◆ INSTRUCTIONS TO FOLLOW ◆
Retype the entries below word for word, leaving none out.

◆ Stored items ◆
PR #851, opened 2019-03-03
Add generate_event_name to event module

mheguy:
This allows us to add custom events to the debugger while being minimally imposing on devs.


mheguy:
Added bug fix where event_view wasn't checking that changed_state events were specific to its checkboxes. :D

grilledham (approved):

◆ ANSWER ◆
PR #851, opened 2019-03-03
Add generate_event_name to event module

mheguy:
This allows us to add custom events to the debugger while being minimally imposing on devs.


mheguy:
Added bug fix where event_view wasn't checking that changed_state events were specific to its checkboxes. :D

grilledham (approved):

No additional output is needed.